## TASK GOAL
Would you please repeat the material exactly, from the first line to the last?

## AVAILABLE RECORDS
PR #405, opened 2025-07-07
Implement more CUDA driver API to enable simple cuda-samples

aiwhskruht:
This enables some simple samples to run (e.g. vectorAdd).


zluda/src/impl/context.rs
```diff
@@ -1,23 +1,83 @@
...
+
+    pub(crate) fn reset(&mut self) -> CUresult {
+        for (key, data) in self.storage.iter_mut() {
+            if let Some(_cb) = data.reset_cb {
+                _cb(data.handle, *key as *mut c_void, data.value as *mut c_void);
+            }
+        }
+        self.ref_count = 0;
+        self.flags = 0;
+        self.modules.clear();
```
vosen: This should explicitly destroy modules and surface error code (if any)

zluda/src/impl/context.rs
```diff
@@ -1,23 +1,83 @@
...
+            flags: 0,
+            modules: FxHashSet::default(),
+            storage: FxHashMap::default(),
+        }
+    }
+
+    pub(crate) fn reset(&mut self) -> CUresult {
+        for (key, data) in self.storage.iter_mut() {
+            if let Some(_cb) = data.reset_cb {
+                _cb(data.handle, *key as *mut c_void, data.value as *mut c_void);
```
vosen, line 45: Hmmm, I wonder how original CUDA uses CUcontext. Mutex is not recursive and it will explode on some calls. Can you leave a comment about this? something like todo: check what happens when recursively calling CUDA driver API

zluda/src/impl/module.rs
```diff
@@ -88,7 +88,9 @@ pub(crate) fn load_data(module: &mut CUmodule, image: &std::ffi::c_void) -> CUre
 }
 
 pub(crate) fn unload(hmod: CUmodule) -> CUresult {
+    println!("UNLOAD");
```
vosen: debugging leftover?

vosen (changes requested):

zluda/src/impl/context.rs
aiwhskruht: Sure, I was wondering the same. I can also run a test with tracing to see if there are API calls resulting from cuCtxReset.

zluda/src/impl/context.rs
```diff
@@ -1,23 +1,86 @@
...
+        for (key, data) in self.storage.iter_mut() {
+            if let Some(_cb) = data.reset_cb {
+                // TODO: check that these callbacks do not call into the CUDA driver
+                _cb(data.handle, *key as *mut c_void, data.value as *mut c_void);
+            }
+        }
+        self.ref_count = 0;
+        self.flags = 0;
+        for hmod in self.modules.drain() {
+            super::drop_checked::<module::Module>(hmod)?;
```
vosen: This is still a problem: first failing module will prevent all other drop_checked to run. It should either be a `.drain().fold()` that folds error codes or something along the lines:
```
let mut result = Ok(());
for hmod in self.modules.drain() {
    result = combine_errors(result, super::drop_checked::<module::Module>(hmod));
}
return result;
```

vosen (changes requested):

zluda/src/impl/context.rs
aiwhskruht: Ah yes, I have the fold version stashed. Will update.

aiwhskruht: The fold just returns the first error if one exists, while still dropping all modules.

## WRITTEN RESPONSE
PR #405, opened 2025-07-07
Implement more CUDA driver API to enable simple cuda-samples

aiwhskruht:
This enables some simple samples to run (e.g. vectorAdd).


zluda/src/impl/context.rs
```diff
@@ -1,23 +1,83 @@
...
+
+    pub(crate) fn reset(&mut self) -> CUresult {
+        for (key, data) in self.storage.iter_mut() {
+            if let Some(_cb) = data.reset_cb {
+                _cb(data.handle, *key as *mut c_void, data.value as *mut c_void);
+            }
+        }
+        self.ref_count = 0;
+        self.flags = 0;
+        self.modules.clear();
```
vosen: This should explicitly destroy modules and surface error code (if any)

zluda/src/impl/context.rs
```diff
@@ -1,23 +1,83 @@
...
+            flags: 0,
+            modules: FxHashSet::default(),
+            storage: FxHashMap::default(),
+        }
+    }
+
+    pub(crate) fn reset(&mut self) -> CUresult {
+        for (key, data) in self.storage.iter_mut() {
+            if let Some(_cb) = data.reset_cb {
+                _cb(data.handle, *key as *mut c_void, data.value as *mut c_void);
```
vosen, line 45: Hmmm, I wonder how original CUDA uses CUcontext. Mutex is not recursive and it will explode on some calls. Can you leave a comment about this? something like todo: check what happens when recursively calling CUDA driver API

zluda/src/impl/module.rs
```diff
@@ -88,7 +88,9 @@ pub(crate) fn load_data(module: &mut CUmodule, image: &std::ffi::c_void) -> CUre
 }
 
 pub(crate) fn unload(hmod: CUmodule) -> CUresult {
+    println!("UNLOAD");
```
vosen: debugging leftover?

vosen (changes requested):

zluda/src/impl/context.rs
aiwhskruht: Sure, I was wondering the same. I can also run a test with tracing to see if there are API calls resulting from cuCtxReset.

zluda/src/impl/context.rs
```diff
@@ -1,23 +1,86 @@
...
+        for (key, data) in self.storage.iter_mut() {
+            if let Some(_cb) = data.reset_cb {
+                // TODO: check that these callbacks do not call into the CUDA driver
+                _cb(data.handle, *key as *mut c_void, data.value as *mut c_void);
+            }
+        }
+        self.ref_count = 0;
+        self.flags = 0;
+        for hmod in self.modules.drain() {
+            super::drop_checked::<module::Module>(hmod)?;
```
vosen: This is still a problem: first failing module will prevent all other drop_checked to run. It should either be a `.drain().fold()` that folds error codes or something along the lines:
```
let mut result = Ok(());
for hmod in self.modules.drain() {
    result = combine_errors(result, super::drop_checked::<module::Module>(hmod));
}
return result;
```

vosen (changes requested):

zluda/src/impl/context.rs
aiwhskruht: Ah yes, I have the fold version stashed. Will update.

aiwhskruht: The fold just returns the first error if one exists, while still dropping all modules.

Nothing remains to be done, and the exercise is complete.